Speed of the magnitude operation on float |vec4|
took: 1.02721s!
Im gonna clean this up a bit and make push to my fork so you can take a look at it - if it fits the guidelines/way you wan't stuff to be done for gl3n.
Here are my changes so far: master...mkalte666:master
I know that this is missing tests etc. These i will write as soon as i can i guess.
The speed test tool i used is https://github.com/mkalte666/gl3nspeed
You have to compile gl3n/gl3nspeed with "DLFAGS="-release -O -boundscheck=ff" dub ". Or tell me how i can get dub to use -O xD
Looks good, minor style things but in general I like how it is done!
You gonna look into matrices as well?
Looks good, minor style things but in general I like how it is done!
Thanks, im trying ^^
You gonna look into matrices as well?
If i find the time. Im not sure how well that can be done and what instructions already exsist that could help out. Also I still want look into #68, and i guess that could be combined
Thinking about speed and not about time management on my side this would be a massive improvement however: "4x4 matrix multiplication is 64 multiplications and 48 additions. Using SSE this can be reduced to 16 multiplications and 12 additions (and 16 broadcasts)" http://stackoverflow.com/questions/18499971/efficient-4x4-matrix-multiplication-c-vs-assembly
One thing I wonder is if operations with scalars (vec3*float etc) should be vectorized. While the operation itself would speed up, as long as the numerical value is not const, the resulting code would almost always be slower because the scalar would have to be loaded into a vector beforehand.

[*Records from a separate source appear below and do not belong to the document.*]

PR #3284, opened 2022-02-15
chore(ws): exclude dockerignore files from Dockerfile list

### LINKED ISSUE #3274: Copilot includes .dockerignore file when suggesting docker files
[Docker 19.03 shipped the ability to have per-dockerfile `.dockerignore`s](https://stackoverflow.com/questions/40904409/how-to-specify-different-dockerignore-files-for-different-builds-in-the-same-pr) by searching for `<dockerfile-name>.dockerignore` before falling back to `.dockerignore`.

It seems that copilot is looking for files starting with `Dockerfile`, meaning that `Dockerfile.dockerignore` will be included in the suggestions when prompting for which dockerfile to use: 

```
Application name: ras-example-ecs
Workload type: Load Balanced Web Service
Service name: website

  Which Dockerfile would you like to use for website?  [Use arrows to move, type to filter, ? for more help]
    ./Dockerfile
  > ./Dockerfile.prod.dockerfile
    ./Dockerfile.prod.dockerfile.dockerignore
    Enter custom path for your Dockerfile
    Use an existing image instead
```

While there's a bunch of ways this could come up (since there isn't an official dockerfile extension), I think it would make sense to exclude files ending with `.dockerignore` under the assumption that they're an ignore file for a Dockerfile regardless of their name.

huanjani:
Resolves #3274.

### DIFF
--- a/internal/pkg/workspace/workspace.go
+++ b/internal/pkg/workspace/workspace.go
@@ -458,7 +458,7 @@ func (ws *Workspace) ListDockerfiles() ([]string, error) {
 		// Add current file if it is a Dockerfile and not a directory; otherwise continue.
 		if !wdFile.IsDir() {
 			fname := wdFile.Name()
-			if strings.Contains(strings.ToLower(fname), dockerfileName) && !strings.Contains(strings.ToLower(fname), dockerignoreName) {
+			if strings.Contains(strings.ToLower(fname), dockerfileName) && !strings.HasSuffix(strings.ToLower(fname), dockerignoreName) {
 				path := filepath.Dir(fname) + "/" + fname
 				dockerfiles = append(dockerfiles, path)
 			}
--- a/internal/pkg/workspace/workspace.go
+++ b/internal/pkg/workspace/workspace.go
@@ -477,7 +477,7 @@ func (ws *Workspace) ListDockerfiles() ([]string, error) {
 				continue
 			}
 			fname := f.Name()
-			if strings.Contains(strings.ToLower(fname), dockerfileName) && !strings.Contains(strings.ToLower(fname), dockerignoreName) {
+			if strings.Contains(strings.ToLower(fname), dockerfileName) && !strings.HasSuffix(strings.ToLower(fname), dockerignoreName) {
 				path := wdFile.Name() + "/" + f.Name()
 				dockerfiles = append(dockerfiles, path)
 			}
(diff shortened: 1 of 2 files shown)


internal/pkg/workspace/workspace.go
```diff
@@ -457,7 +458,7 @@ func (ws *Workspace) ListDockerfiles() ([]string, error) {
 		// Add current file if it is a Dockerfile and not a directory; otherwise continue.
 		if !wdFile.IsDir() {
 			fname := wdFile.Name()
-			if strings.Contains(strings.ToLower(fname), dockerfileName) {
+			if strings.Contains(strings.ToLower(fname), dockerfileName) && !strings.Contains(strings.ToLower(fname), dockerignoreName) {
```
efekarakus: nit: just to be a bit more robust:
```suggestion
			if strings.Contains(strings.ToLower(fname), dockerfileName) && !strings.HasSuffix(strings.ToLower(fname), dockerignoreName) {
```

internal/pkg/workspace/workspace.go
```diff
@@ -43,6 +43,7 @@ const (
 	ymlFileExtension = ".yml"
 
 	dockerfileName = "dockerfile"
+	dockerignoreName = "dockerignore"
```
efekarakus:
```suggestion
	dockerignoreName = ".dockerignore"
```

efekarakus (approved):
:shipit: after change, thanks for resolving this issue!

internal/pkg/workspace/workspace.go
```diff
@@ -476,7 +477,7 @@ func (ws *Workspace) ListDockerfiles() ([]string, error) {
 				continue
 			}
 			fname := f.Name()
-			if strings.Contains(strings.ToLower(fname), dockerfileName) {
+			if strings.Contains(strings.ToLower(fname), dockerfileName) && !strings.Contains(strings.ToLower(fname), dockerignoreName) {
```
Lou1415926: Do we need to change it here as well?
```suggestion
			if strings.Contains(strings.ToLower(fname), dockerfileName) && !strings.HasSuffix(strings.ToLower(fname), dockerignoreName) {
```

Lou1415926 (approved):
Thank you for fixing this! Added the label just in case you'd like to address the nit feedback!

The speedy way of doing a (any operation) multiplicaion would be to hold a (const?) vector somewhere and then do the operations. So doing
Vector!(float,4,true) scalar = 4.0;
Vector!(float,4,true) foo = 1234.01234;
Vector!(float,4,true) bar = 13.2434;
foo *= scalar;
bar *= scalar;
// ..... probably do this many times
would almost always result in faster code than if one would do
foo *= 4.0;
bar *= 4.0;
because the operator doesn't know if it operates on a const value or a variable. If there is a way to seperate them (detecting if a value is const), that it could be done though - I don't know how.